# Watching This Gal Dance Reminded Me of Elaine's Dance on the Seinfeld Show



## SeaBreeze (Aug 7, 2014)

Here's a gal gettin' her groove on at the Longitude Festival in Ireland...reminded me of Elaine's dance on the Seinfeld show.


----------



## oldman (Aug 8, 2014)

OMG, I roared when I saw that for the first time. I don't watch much TV, but I do have a weak spot for Seinfeld, especially Kramer, George and Elaine. It's almost ironic that Jerry got all the money and was supposed to be the hit of the show, but IMHO, he was just a set up man for everyone else on the show. So many funny episodes, I couldn't tell you my favorite. Maybe the one where Kramer feeds the horse beefaroni. Or, when Kramer burnt down Susan's Dad's cabin. I don't know. Just so many. Seinfeld and Taxi were always hilarious.
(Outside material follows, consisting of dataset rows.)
PR #877, opened 2019-12-14
Simplyfied dep management of k8s repos

chrigl:
All the repos from staging, now come with their own tags.
See #84608

**The binaries affected**:

- [x] cinder-csi-plugin
- [x] k8s-keystone-auth
- [x] client-keystone-auth
- [x] octavia-ingress-controller
- [x] manila-csi-plugin
- [x] manila-provisioner
- [x] magnum-auto-healer
- [x] barbican-kms-plugin

Changing hash based dependencies to tag based as mentioned in https://github.com/kubernetes/kubernetes/issues/84608. This simplifies future updates of kubernetes components.

fixes #

See https://github.com/kubernetes/kubernetes/issues/84608 for more information.

**Release note**:

```release-note
NONE
```


go.mod
```diff
@@ -45,12 +45,12 @@ require (
 	gopkg.in/square/go-jose.v2 v2.3.1 // indirect
 	gopkg.in/warnings.v0 v0.1.2 // indirect
 	gopkg.in/yaml.v2 v2.2.7
-	k8s.io/api v0.0.0
-	k8s.io/apimachinery v0.0.0
-	k8s.io/apiserver v0.0.0
-	k8s.io/client-go v0.0.0
-	k8s.io/cloud-provider v0.0.0
-	k8s.io/component-base v0.0.0
+	k8s.io/api v0.17.0
```
ramineni: Thanks, this makes lot more easier to understand. 
Could you help me understand how does it work with some intermediate releases, for example if 1.18.0.alpha1 ? will it be v0.18.0.alpha1 ?
I dont see this type of versioning in other k8s projects?

chrigl: It will be e.g. `v0.18.0-alpha.1` (which is already published by today). The publish-bot will create those tags on all repos corresponding to `k/k/staging/`. Even client-go adopts this schema.
See https://github.com/kubernetes/publishing-bot/pull/210

We still are able to follow individual commits in selected repos, e.g. if we need a fix that doesn't have a tagged release yet.

Because more and more go project will converge to use go modules, this schema will become more and more prominent. E.g. k3s already adopted this (well surprise, because they requested this change ;))

ramineni: Got it , Thanks . 
Ya, I see this type of versioning in latest tagged release ,https://github.com/kubernetes/apiserver/blob/v0.18.0-alpha.1/go.mod ,  I guess last time I checked for master branch , so couldnt find it ;) sorry about that :)

ramineni:
Thanks .
/lgtm

PR #881, opened 2019-12-16
[csi-manila] return ABORTED on simultaneous CreateVolume/Snapshot

gman0:
This PR replaces csi-manila's response broker mechanism with sync.Map as a means of
signaling whether there's already another operation processing the resource. If it is, CreateVolume/CreateSnapshot will now return `ABORTED` error code.

Snippet from the CSI spec [Concurrency](https://github.com/container-storage-interface/spec/blob/master/spec.md#concurrency):
> In general the Cluster Orchestrator (CO) is responsible for ensuring that there is no more than one call “in-flight” per volume at a given time. However, in some circumstances, the CO MAY lose state (for example when the CO crashes and restarts), and MAY issue multiple calls simultaneously for the same volume. The plugin SHOULD handle this as gracefully as possible. The error code ABORTED MAY be returned by the plugin in this case (see the Error Scheme section for details).

`ABORTED` error code has been supported by external-provisioner for some time now, csi-manila uses it to tell the CO whether the volume is ready to use or not. In a sense, this is similar to snapshot's [`ready_to_use` parameter](https://github.com/container-storage-interface/spec/blob/master/spec.md#the-ready_to_use-parameter).

**Motivation**:

By design, `responsebroker` blocks all future RPCs for the same resource (volume or snapshot identified by a CO-generated name) until the call that's currently being executed finishes. Response broker then either propagates successful response to all waiting calls, or retries with another waiting RPC on failure.

Such behavior is fine for reasonably fast request-response exchanges (even necessary, because external-provisioner didn't support ABORT back then). Once the time spent in the call increases, open connections and goroutines will pile up over time. With the planned support for CephFS snapshot recovery in this CSI plugin, we anticipate that the time needed to recover a CephFS snapshot may be substantial, proportional to the amount of data in the snapshot.

Bailing out with `ABORTED` on simultaneous calls ensures that there will always be only one goroutine waiting for a volume/snapshot to finish its preparation.

**Release note**:
```release-note
NONE
```


gman0:
PTAL @gouthampacha @tsmetana @tombarron

tombarron:
> I read the specification and I returning ABORT looks to be the right thing to do. I have no comments to the implementation.
Thanks for checking, I was wondering about that.

Code looks clean and the idea behind it seems sound.

I pulled the changes and went through our normal CRUD path and that works the same as without the changes.

I added a big time.Sleep() right before the csi.CreateVolumeResponse() call in pkg/csi/manila/controllerserver.go and was with a simple pvc creation able to see many returns of  ABORTs in the controller-plugin nfs-provisioner log.  As Robert says, these would otherwise turn into an pile of connections and goroutines and with long-running operations we would see them without the time.Sleep().

gouthampacha:
@adisky @ramineni  - can you help us merge this PR? Thank you! :)

PR #892, opened 2019-12-30
repair url in mysql-cinder-pd

zhanw15:
**The binaries affected**:
NONE

fixes #

**Release note**:

```release-note
NONE
```


ramineni:
@zhanw15  Thanks for the PR. Could you also update the description section under What this PR does / why we need it instead of leaving it blank.

PR #895, opened 2019-12-30
Remove chaosaffe from OWNERS

chaosaffe:
Removing myself from OWNERS as I am no longer actively participating

```release-note
NONE
```


RainbowMango:
@chaosaffe 
`at(@) mentions are not allowed in commit messages.`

Also, the same goes for Everybody Loves Raymond.


----------



## Falcon (Aug 8, 2014)

The "Shrinkage" episode was REALLY over the top.  Just BARELY made it past the censors.


----------



## SeaBreeze (Aug 8, 2014)

I loved Seinfeld during its time, too bad there aren't any sitcoms today that are as funny.  A lot of them were written by Larry David, who also starred and wrote  the cable comedy "Curb Your Enthusiasm". :tv:   Jerry was the straight man, and definitely not the funny one in all those episodes, but I'm happy that he made that show happen.   Taxi was good too, and Raymond's parents who lived across the street, made the Everybody Loves Raymond show, without them IMO, it would be a flop.

Here's some Seinfeld clips about the Soup Nazi, another funny episode.


----------